RELATIONSHIP TUESDAY: Ain’t No Pleasing You

One thing we can learn in adulthood is that it's impossible to please some people. Not because you didn't try hard enough or because there's anything wrong with you - unpleasable people don't want good times to last, they want to rain on everyone’s parade.  

Why? Because it’s their identity, and they will look for something to be wrong or cause problems so that you won't be too comfortable. They're very invested in the narrative that you and the world are perpetually disappointing.

The more you try to please them, to win their approval and make things better, the more problems you cause. You end up highlighting their misplaced perceptions and expectations. As strange as it sounds, your efforts come across as flaws or weaknesses to them, and make the, even more frustrated. 

They perceive that you are lacking in some way when you continue to try in spite of their behavior. They identify and exploit your lack of boundaries (they can tell because you are trying too hard) and use the power imbalance to increase their sense of superiority.

If you’ve grown up with unpleasable people, this becomes the norm, and trying too hard becomes your normal state. Not having a healthy boundary that speaks up when they won't give you the benefit of the doubt becomes your life role and part of the status quo. 

If you subscribe to this dynamic, you are playing into the fantasy that one day they will be pleased and will stay pleased. That is your hope, but it isn’t a realistic expectation. In your heart of hearts, you know that if you put a foot wrong with an unpleasable person (and this is as simple as breathing), you will soon see that the relationship is on very shaky ground.

Regardless of how things seemed to be going, it becomes clear that there are always people in your life who compare you to something or someone else. They create drama by setting traps or waiting for you to walk right into it. 

Eventually, what becomes clear is that things weren't OK when you believed they were, and they ‘cast up’ and make a comment or remark about something you believed to have been dealt with already.  An unpleasable person is ‘allowed’ to bring up something from a long time ago, but according to their rules, you are not permitted to mention something that just happened.

When you're around unpleasant people, you're either in the wrong now or later. Pick your poison, but don't sugarcoat the truth, either. It's impossible to please some people, and that's OK.

No matter how good you are or what you do, you may still ‘miss the mark’, regardless of your efforts, and how obedient or diligent you are.

It is liberation, not condemnation, to acknowledge that we (myself and the person I am dealing with) are not OK; it’s important to accept them and their dynamic as they are, without casting judgement on yourself for your perceived deficiencies in the relationship. 

Changing your priorities from looking OK (keeping up appearances) to being OK in the relationship means that you don't have to be at the mercy of an unpleasable person. Find the sweet spot (if there is one) in the relationship where you can engage with the other personand go about your daily routine without losing your inner peace.

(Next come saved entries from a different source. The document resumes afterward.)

PR #9096, opened 2019-10-25
[Ide] Unset some environment variables after they're no longer needed

Therzok:
Should prevent polluting child processes with these values

Fixes https://devdiv.visualstudio.com/DevDiv/_workitems/edit/1000552

### DIFF
--- a/main/src/core/MonoDevelop.Core/MonoDevelop.Core/Gettext.cs
+++ b/main/src/core/MonoDevelop.Core/MonoDevelop.Core/Gettext.cs
@@ -138,6 +138,9 @@ namespace MonoDevelop.Core
 			catch (Exception ex) {
 				Console.WriteLine (ex);
 			}
+
+			Environment.SetEnvironmentVariable ("MONODEVELOP_LOCALE_PATH", null);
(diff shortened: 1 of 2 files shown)


sgmunn (approved):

You become a perpetually dissatisfied individual when seeking validation from an unpleasable person. Your identity gets lost when you make it your role in life to please others.

Micromanaging people's feelings isn't 'pleasing'; it's the hazy limitations of overresponsibility. Let them be frustrated or unhappy if they want to be. Just know that it's not about you, even if they claim that it’s you’re fault. Being authentic doesn't mean you need to fix someone else's feelings. Being authentic means you have your back and hold your own healthy boundaries. Be yourself.

They're going to be displeased no matter what you do.